PicksByRecipe · 2026-05-11

The Best Turkish Recipes to Make This Week

Turkish food has this incredible way of making you feel like you've done something really impressive - even when the recipe only has five ingredients. The.

Turkish food has this incredible way of making you feel like you've done something really impressive - even when the recipe only has five ingredients. The cuisine leans hard on pantry spices, fresh vegetables, and honest technique, which means it's actually a brilliant starting point if you want to cook something a little different without spending all weekend in the kitchen. Here are five Turkish recipes worth making right now, from a smoky aubergine showstopper to a weeknight soup you'll be eating on repeat.

Corba - Your New Weeknight Soup

Lentil soup (çorba) is the kind of recipe that earns its place in permanent rotation. One cup of lentils, a carrot, an onion, a spoonful of tomato purée, and a really solid lineup of spices - cumin, paprika, mint, thyme, red pepper flakes - simmered in vegetable stock until everything is soft and blendable. That's genuinely it.

The trick is not skipping the cumin. It's what gives Turkish lentil soup that warm, almost smoky depth that sets it apart from any other lentil soup you've made. Blend it smooth or leave it chunky - both are valid - and serve with crusty bread. This is a Monday or Tuesday dish, and leftovers taste even better the next day.

Ezme - The Dip That Steals the Show

If you've never made ezme before, prepare for it to become your go-to party contribution. It's a finely chopped tomato and pepper salad-dip hybrid, sharpened up with pomegranate molasses, sumac, and pul biber (Turkish chilli flakes). The flavour is tangy, spicy, and a little sweet all at once.

A couple of things to know as a first-timer: use ripe tomatoes, because underripe ones will taste flat here. And don't skip the pomegranate molasses - it sounds obscure but you can find it in most supermarkets or online, and it genuinely makes the dish. Serve ezme alongside grilled meat or just with flatbread and it'll disappear fast.

For chopping everything finely and consistently, a sharp chef's knife is your best friend here - ezme is all about texture, and a good knife makes the prep so much more enjoyable.

Kumpir - Loaded Baked Potatoes, Turkish Style

Kumpir is Istanbul street food at its finest: a huge baked potato, mashed in its skin with butter and cheese, then loaded with whatever toppings you fancy. The recipe here keeps it classic with onion, red pepper, and a pinch of red chilli flakes, but you can genuinely pile on whatever you have in the fridge.

The key step most people miss is really working the butter and cheese into the potato while it's still steaming hot - you want it creamy and almost fluffy before any toppings go on. This is a brilliant weekend lunch or a low-effort dinner when you can't face anything complicated.

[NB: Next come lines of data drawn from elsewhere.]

PR #833, opened 2017-05-08
[ADD] odoo server maintenance

newtratip:
I have new module is odoo_server_maintenance for lock user if that user is in maintenance mode but if that user is not in maintenance mode user will login normal.


odoo_server_maintenance/__openerp__.py
```diff
@@ -0,0 +1,27 @@
+# -*- coding: utf-8 -*-
+
+{
+    'name': 'Server Lock for Maintenance Mode',
+    'version': '8.0.1.0.0',
+    'author': 'Ecosoft,Odoo Community Association (OCA)',
+    'category': 'Hidden',
+    'description': """
```
dreispt: please remote the description key, and place it in a README file, using the template https://github.com/OCA/maintainer-tools/blob/master/template/module/README.rst

odoo_server_maintenance/__openerp__.py
```diff
@@ -0,0 +1,27 @@
...
+    'data': [
+        'wizards/change_maintenance_mode_view.xml',
+        'views/res_users_view.xml',
+        'security/ir.model.access.csv',
+    ],
+    'installable': True,
+    'auto_install': False,
+}
+
+# vim:expandtab:smartinden't:tabstop=4:softtabstop=4:shiftwidth=4:
```
dreispt: Remove

odoo_server_maintenance/views/res_users_view.xml
```diff
@@ -0,0 +1,36 @@
...
+            </field>
+        </record>
+
+        <record id="view_users_form" model="ir.ui.view">
+            <field name="name">res.users.form</field>
+            <field name="model">res.users</field>
+            <field name="inherit_id" ref="base.view_users_form"/>
+            <field name="arch" type="xml">
+                <field name="partner_id" position="after">
+                    <field name="maintenance_mode" attrs="{'readonly': [('id','=',1)]}"/>
```
dreispt: The flag is read only only for admin?

odoo_server_maintenance/wizards/change_maintenance_mode.py
```diff
@@ -0,0 +1,33 @@
...
+
+    @api.multi
+    def select_maintenance_mode(self):
+        ResUsers = self.env['res.users']
+        context = self._context.copy()
+        active_ids = context.get('active_ids', [])
+        if len(active_ids) > 0:
+            for user in ResUsers.browse(active_ids):
+                if user.id == SUPERUSER_ID:
+                    raise ValidationError(_("%s is superuser, so can not "
```
dreispt: IMHO we should just ignore admin, instead of raising an error.

odoo_server_maintenance/wizards/change_maintenance_mode.py
```diff
@@ -0,0 +1,33 @@
...
+                                            "select maintenance mode.")
+                                          % (user.name))
+                user.write({'maintenance_mode': True, })
```
dreispt: Instead of having a for-loop with "n" writes, why not use just a single write?

odoo_server_maintenance/wizards/change_maintenance_mode.py
```diff
@@ -0,0 +1,33 @@
...
+        return {'type': 'ir.actions.act_window_close'}
+
+    @api.multi
+    def unselect_maintenance_mode(self):
```
dreispt: Not DRY: select and uneslect methods about about the same logic.
You could create a common "_change_maintenance_mode" with a boolean "value" parameter, used in the select and unselect methods.

odoo_server_maintenance/controllers/main.py
```diff
@@ -0,0 +1,26 @@
...
+                                               request.params['login'],
+                                               request.params['password'])
+            if uid is not False:
+                maintenance_mode = \
+                    request.env.user.browse(uid).maintenance_mode
+                if maintenance_mode:
+                    values['error'] = _("This user is in maintenance mode")
+                    if request.env.ref('web.login', False):
+                        return request.render('web.login', values)
+        return super(Home, self).web_login(redirect, **kw)
```
dreispt: AFAIK "routes" are lazy evaluated, so the redirect will not done until all inherited methods are run.
This means you could have the "super" call first, and then check for the maintenance mode. 
With this, no need to perform the authentication twice.

dreispt (changes requested):

pedrobaeza:
Isn't odoo word in the module name repetitive?

kittiu:
@newtratip 
- I recommend change module name to **user_maintenance_mode**
- Please add README file, and remove description.
- LINT_CHECK, although Green, still have many warning to fix
- Please make the test Green

odoo_server_maintenance/__init__.py
```diff
@@ -0,0 +1,7 @@
+# -*- coding: utf-8 -*-
+
+from . import models
+from . import wizards
+from . import controllers
+
+# vim:expandtab:smartindent:tabstop=4:softtabstop=4:shiftwidth=4:
```
kittiu: Remove # vim: line in all .py fileds (last line)

dreispt:
Hello @newtratip , need help?

newtratip:
Thank you for every comment. I will try edit it.

odoo_server_maintenance/controllers/main.py
newtratip: I ask for advice about authentication once.

odoo_server_maintenance/views/res_users_view.xml
newtratip: yes only admin will can't set maintenance mode

odoo_server_maintenance/wizards/change_maintenance_mode.py
newtratip: Thank you for recommend

dreispt:
Please post here when it's ready for new reviews.

newtratip:
OK dreispt :)

newtratip:
dreispt please check again. :)

kenvac:
bump!!
Any chance of getting it merge in 8.0 please?

pedrobaeza:
Yes if there are reviews...

user_maintenance_mode/README.rst
```diff
@@ -0,0 +1,89 @@
+.. image:: https://img.shields.io/badge/licence-AGPL--3-blue.svg
+   :target: http://www.gnu.org/licenses/agpl-3.0-standalone.html
+   :alt: License: AGPL-3
+
+=====================
+User Maintenance Mode
+=====================
+
+Some companies need to use odoo server lock for some user to maintenance mode.
```
dreispt, line 9: For some or for all outside the "Maintenance" group?

user_maintenance_mode/__openerp__.py
```diff
@@ -0,0 +1,22 @@
+# -*- coding: utf-8 -*-
+
+{
+    'name': 'User Maintenance Mode',
+    'version': '8.0.1.0.0',
+    'author': 'Tharathip C.,Ecosoft,Odoo Community Association (OCA)',
+    'category': 'Hidden',
+    'description': """
```
dreispt: remove the description key

dreispt (commented):
Is the "maintenance mode" enabled by user? I have 300 users - that means that I have to enable it in all of them? 

What do you think on having the "maintenance mode" at the Group level rather than User? (For safety, the admin would be excluded from the maintenance mode lock out).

Kids love it, too.

Turkish Rice (Vermicelli Rice) - The Side Dish You Didn't Know You Needed

This one changes how you think about plain rice forever. You toast broken vermicelli pasta in butter and oil until golden before adding the rice and stock, and it gives the whole dish this incredible nutty flavour that plain boiled rice just can't compete with. It's the perfect partner for basically everything else on this list.

A heavy-bottomed saucepan makes a real difference here - even heat stops the vermicelli from burning in spots while you're toasting it.

Imam Bayildi with BBQ Lamb and Tzatziki - The Weekend Centrepiece

This is the one to make when you want to genuinely impress people. Imam bayildi is a classic stuffed aubergine dish, here paired with grilled lamb loin chops and a fresh mint tzatziki on the side. It sounds like a lot, but each element is straightforward on its own.

The aubergine filling - onion, garlic, tomatoes, cinnamon, and parsley - is the star. That pinch of cinnamon with tomatoes is such a distinctly Turkish flavour combination and it absolutely works. Roast the aubergines until completely tender (don't rush this) and get the lamb on a hot grill for those charred edges. A cast iron grill pan works brilliantly if you're cooking indoors.

For the tzatziki, make sure you squeeze the excess water out of the cucumber - otherwise it turns watery within minutes.

One Pantry Item Worth Tracking Down

If there's one ingredient to stock up on before diving into these recipes, it's pomegranate molasses. It shows up in ezme, works as a glaze for the lamb, and honestly you'll start putting it on everything once you have a bottle in the cupboard.

Start with the corba on a weeknight, build up to the imam bayildi on the weekend, and by Sunday evening you'll be wondering why Turkish cooking wasn't already a regular thing in your kitchen.